Encoders & Decoders

Encode and decode data between formats.5 tools available.

Encoding tools convert data between representation formats used across web development, cryptography, and data transfer. Base64 encoding is required for embedding binary data in JSON, data URIs, or sending attachments over email (MIME). URL percent-encoding ensures query string values containing special characters — spaces, ampersands, Unicode — are transmitted safely. Cryptographic hashing with MD5, SHA-1, or SHA-256 lets you verify file integrity, generate checksums, or store password digests without keeping plaintext. The JWT Decoder lets you inspect JSON Web Tokens by decoding the Base64url-encoded header and payload to read claims like expiration time, issuer, and subject — all without transmitting the token to any server. Every encoder and decoder here runs entirely in your browser using standard Web APIs like btoa(), atob(), encodeURIComponent(), and the Web Crypto API. Your data never leaves your device, making these tools safe for working with API keys, authentication tokens, and private configuration values.

5 Encoders & Decoders Tools

Frequently Asked Questions

What is the difference between encoding and encryption?
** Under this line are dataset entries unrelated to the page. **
PR #15, opened 2023-07-27
Add libpfm4 git repository to enable use of perf counters by benchmarks.

virajbshah:
Adds `libpfm4` and `foreign_rules_cc` (which is required to build `libpfm4`, which is configured to be built by GNU Make) to `WORKSPACE`. `libpfm4` is required by Google Benchmark when `//gematria/experiments/access_pattern_bm/...` targets are built with performance counters enabled.


WORKSPACE
```diff
@@ -48,6 +48,45 @@ git_repository(
...
+    name = "libpfm",
+    lib_source = ":pfm_srcs",
+    lib_name = "libpfm",
+    # this disables debug mode. In particular, this makes sure certain
+    # warning-as-error of libpfm aren't surfaced, which would break the build.
+    args = ["DBG="],
+    visibility = [
+        "//visibility:public",
+    ],
+)
```
ondrasej, line 84: I'd prefer to put this into a separate file (libpfm4.BUILD) that can be referenced from here , similar to `graph_nets.BUILD`, so that we have a bit of a separation between the list of repositories, and the build files for them.

WORKSPACE
```diff
@@ -48,6 +48,45 @@ git_repository(
...
+filegroup(
+    name = "pfm_srcs",
+    srcs = glob(["**"]),
+)
+
+make(
+    name = "libpfm",
+    lib_source = ":pfm_srcs",
+    lib_name = "libpfm",
+    # this disables debug mode. In particular, this makes sure certain
```
ondrasej, line 78: Nit: # This...

ondrasej (changes requested):
Overall, this looks good. I just have two minor comments, then I'll approve/merge.

boomanaiden154:
Is there any possibility that we would be able to just use the LLM Bazel third party rules to build libpfm? Adding it that way is a lot simpler:

```bazel
git_repository(
    name = "pfm",
    build_file = "@llvm-raw//utils/bazel/third_party_build:pfm.BUILD",
    remote = "https://git.code.sf.net/p/perfmon2/libpfm4",
    tag = "v4.12.1",
)
```

and makes it easy to work with parts of LLVM that need libpfm (which I'm planning on working on soon). The only major thing I can think of is that Google benchmark uses the name `libpfm` for the library whereas llvm just calls it `pfm`. Maybe there's a way to alias them (although `alias` seems to be specific to targets)?

ondrasej:
> Is there any possibility that we would be able to just use the LLM Bazel third party rules to build libpfm? Adding it that way is a lot simpler:
> 
> ```python
> git_repository(
>     name = "pfm",
>     build_file = "@llvm-raw//utils/bazel/third_party_build:pfm.BUILD",
>     remote = "https://git.code.sf.net/p/perfmon2/libpfm4",
>     tag = "v4.12.1",
> )
> ```
> 
> and makes it easy to work with parts of LLVM that need libpfm (which I'm planning on working on soon). The only major thing I can think of is that Google benchmark uses the name `libpfm` for the library whereas llvm just calls it `pfm`. Maybe there's a way to alias them (although `alias` seems to be specific to targets)?

+1, this sounds like the easiest way to get it working.

We already pull LLVM to the Gematria repo, so it's just a matter of putting all the reference in place.

virajbshah:
I ended up using the LLVM third party build rules for `libpfm4`, and changing Benchmark's build file to match LLVM's naming for the `libpfm4` target (`@libpfm//:libpfm` -> `@pfm//:pfm`) since it seemed to be the most painless way to do it.

ondrasej (changes requested):
Can we use a .patch file to change the BUILD from benchmark rather than keep a full copy?

WORKSPACE
```diff
@@ -42,10 +42,34 @@ git_repository(
...
+git_repository(
+    name = "rules_foreign_cc",
+    commit = "816905a078773405803e86635def78b61d2f782d",
+    remote = "https://github.com/bazelbuild/rules_foreign_cc.git",
+)
+
+load("@rules_foreign_cc//foreign_cc:repositories.bzl", "rules_foreign_cc_dependencies")
+
+rules_foreign_cc_dependencies()
+
```
ondrasej, line 66: I think we don't need this anymore.

ondrasej (changes requested):
I've added one more comment. I'll approve once it is resolved.

WORKSPACE
virajbshah: The build fails without it - I had actually mistakenly removed this and `rules_foreign_cc` in the commit before this one, thinking it was no longer needed since building `libpfm4` had been handed off to the LLVM third party rules, but it was only actually working because I hadn't `bazel clean --expunge`d before making sure it would build.

ondrasej: Ack. In that case, please add a comment that it is needed to build libpfm.

ondrasej (approved):
Feel free to merge once you've added the comment.

ondrasej (approved):

PR #16, opened 2023-08-08
Update documentation to correct config options for benchmarks

boomanaiden154:
Currently the documentation shows setting --pfm=true to get access to performance counters in the access pattern benchmarks, but Google benchmark only recognizes --pfm=1. This patch corrects the documentation for this.


boomanaiden154:
I looked into just making `--pfm=1` the default but couldn't get that to work after a lot of experimentation (but got fairly close). It should be fairly trivial to do with a patch to the benchmark bazel build if we go down that route.

ondrasej (approved):

PR #121, opened 2018-06-24
disable executable test until #119 is fixed

mlubin:


tkelman:
Why not do the withenv here?

mlubin:
Just for 0.7/Windows? We could, but it's unusual to test that without having any public API for it.

tkelman:
Well the tests here won't exercise that the build of ipopt.exe works, but since it's provided here mostly as a courtesy for AmplNLWriter maybe you don't care

PR #130, opened 2018-08-10
More 0.7 updates, drop 0.6

alyst:


mlubin:
@alyst Thanks! Please note that we're not ready to drop support for Julia 0.6 on solver packages (https://discourse.julialang.org/t/jump-and-julia-0-7-1-0/12964). Could you maintain compatibility using `Compat`?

Encoding transforms data into a different format for compatibility or transport (like Base64 or URL encoding) using a publicly known scheme — anyone can decode it without a key. Encryption transforms data to protect confidentiality using a secret key — only someone with the correct key can decrypt it. Encoding is not a security measure. Never use Base64 or URL encoding to protect sensitive data.

Source: OWASP — Cryptographic Storage Cheat Sheet

What is Base64 encoding used for?

Base64 encodes binary data as ASCII text so it can be safely embedded in text-only formats. Common uses include data URIs in HTML/CSS (embedding small images inline), email attachments (MIME encoding), JSON Web Tokens (JWTs), HTTP Basic Authentication headers, and embedding binary payloads inside JSON or XML documents. Base64 increases data size by approximately 33%.

Source: RFC 4648 — Base Encodings

What is URL encoding and when do I need it?

URL encoding (percent-encoding) replaces characters that have special meaning in URLs — like spaces, ampersands, and question marks — with percent-hex sequences (e.g., space becomes %20). You need URL encoding whenever user-supplied values appear in URL query parameters, path segments, OAuth redirect URIs, or form submissions to prevent the URL structure from breaking.